Eurydice sedang berjuang, tidak siap menghadapi Orpheus, dan Hermes menahannya.
“…….”
Aku merasa malu.
Aku memalingkan kepala dan pura-pura tidak melihat.
Orpheus tidak dapat melakukan itu.
"Bagaimana…?"
Suaranya yang bergetar kembali terulang.
Aku sudah menjelaskannya.
“Orang yang ingin menemuimu ada di sana.”
“Tidak mungkin…. Itu tidak mungkin….”
“…….”
Sementara Orpheus kebingungan, Eurydice juga memperhatikan kami.

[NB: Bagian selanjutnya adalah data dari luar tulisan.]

PR #236, opened 2023-04-07
Allow the user to change line length in wrap app.

mwhittaker:
This PR adds functionality to the wrap app to allow a user to change the length to which lines are wrapped.

[Wrap Demo.webm](https://user-images.githubusercontent.com/3654277/230654946-430141db-2eb5-4477-bc42-00f8eafa1326.webm)

### DIFF
--- a/examples/wrap/index.html
+++ b/examples/wrap/index.html
@@ -30,7 +30,7 @@
           <textarea id="unwrapped" placeholder="Enter text here..."></textarea>
         </div>
         <div>
-          <h1>Wrapped to 80 Characters</h1>
+          <h1>Wrapped to <input id="linewidth" type="number" value="40" min="1"/> Characters</h1>
           <pre id="wrapped"></pre>
         </div>
       </div>
--- a/examples/wrap/main.go
+++ b/examples/wrap/main.go
@@ -21,6 +21,7 @@ import (
 	"fmt"
 	"log"
 	"net/http"
+	"strconv"
 
 	"github.com/ServiceWeaver/weaver"
 )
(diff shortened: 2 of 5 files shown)


examples/wrap/index.html
```diff
@@ -30,7 +30,7 @@ <h1>Unwrapped</h1>
           <textarea id="unwrapped" placeholder="Enter text here..."></textarea>
         </div>
         <div>
-          <h1>Wrapped to 80 Characters</h1>
+          <h1>Wrapped to <input id="n" type="number" value="80" min="1"/> Characters</h1>
```
rgrandl, line 33: Should we have a much smaller value by default? Like 40 characters? I am wondering if for a live demo, will spend some time texting to get to 80 characters.

rgrandl, line 33: what about 'width' or 'wrappedLen' or smthg? `n` is too generic.

examples/wrap/main.go
```diff
@@ -74,8 +75,30 @@ func main() {
...
+			}
+		}
+		if n <= 0 {
+			http.Error(w, fmt.Sprintf("invalid n: %d", n), http.StatusBadRequest)
+			return
+		}
+
+		// Parse s.
+		s := r.URL.Query().Get("s")
+		if len(s) > 10000 {
```
rgrandl, line 95: any particular reason we put a limit on the length of the string to wrap? If so, we should be clear in specs or in the error message about this limit.

examples/wrap/style.css
```diff
@@ -33,16 +32,22 @@
   margin: 0.5rem;
 }
 
+#n {
```
rgrandl, line 35: same as everywhere else, `n` should be named something less generic.

rgrandl (approved):
Awesome!

examples/wrap/index.html
mwhittaker: Good idea. Done.

mwhittaker: Done.

examples/wrap/main.go
mwhittaker: Added the limit to the error message. I just wanted to avoid someone sending a super big string and causing the service to stall.

examples/wrap/style.css
mwhittaker: Done.

mwhittaker (commented):
Thanks Robert!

Dia membeku saat menatap Orpheus.
Sebuah desahan, hampir seperti erangan, keluar dari mulutnya yang sedikit terbuka.
"Ah…."
Tak seorang pun dari mereka bergerak dari tempatnya.
Mereka membeku seperti patung.
Karena khawatir mereka akan terus saling menatap selamanya, aku mendorong punggung Orpheus.
Dari sisi lain, Hermes juga mendorong punggung Eurydice.
Keduanya yang linglung tidak dapat menahan kekuatan yang tiba-tiba itu.
Mereka kehilangan keseimbangan dan nyaris berhenti di depan satu sama lain.
Terjadi keheningan panjang.
Mereka hanya saling berpandangan, bibir mereka bergerak seolah hendak berbicara tetapi tidak mengeluarkan suara.
Akhirnya, Eurydice berbicara lebih dulu.
“…Orpheus.”
Suara yang nyaris tak terdengar, menekan emosi.
Dia menangis.
Kedua kekasih itu bersatu kembali setelah mengalami kesalahpahaman yang panjang.
***
Sementara Eurydice dan Orpheus berbicara, Hermes dan aku berdiri agak jauh.
Cukup jauh untuk tidak mendengar pembicaraan mereka, tetapi cukup dekat untuk melihat mereka.
Hermes berbicara.
“Terima kasih, Judas.”
Senyumnya, melihat mereka, tampak senang dan bangga.
“Memikirkan bahwa mereka berdua akhirnya bertemu…. Ini tidak akan mungkin terjadi tanpamu dari awal hingga akhir.”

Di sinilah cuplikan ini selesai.